[Stored data entries]
PR #3186, opened 2022-01-27
Allow adjacent path templates in HttpClient

snazy:
This change is required by #3184

### DIFF
--- a/clients/client/src/main/java/org/projectnessie/client/http/UriBuilder.java
+++ b/clients/client/src/main/java/org/projectnessie/client/http/UriBuilder.java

= Task to carry out =
Set out the entries once more, word for word.

= Completed task =
PR #3186, opened 2022-01-27
Allow adjacent path templates in HttpClient

snazy:
This change is required by #3184

### DIFF
--- a/clients/client/src/main/java/org/projectnessie/client/http/UriBuilder.java
+++ b/clients/client/src/main/java/org/projectnessie/client/http/UriBuilder.java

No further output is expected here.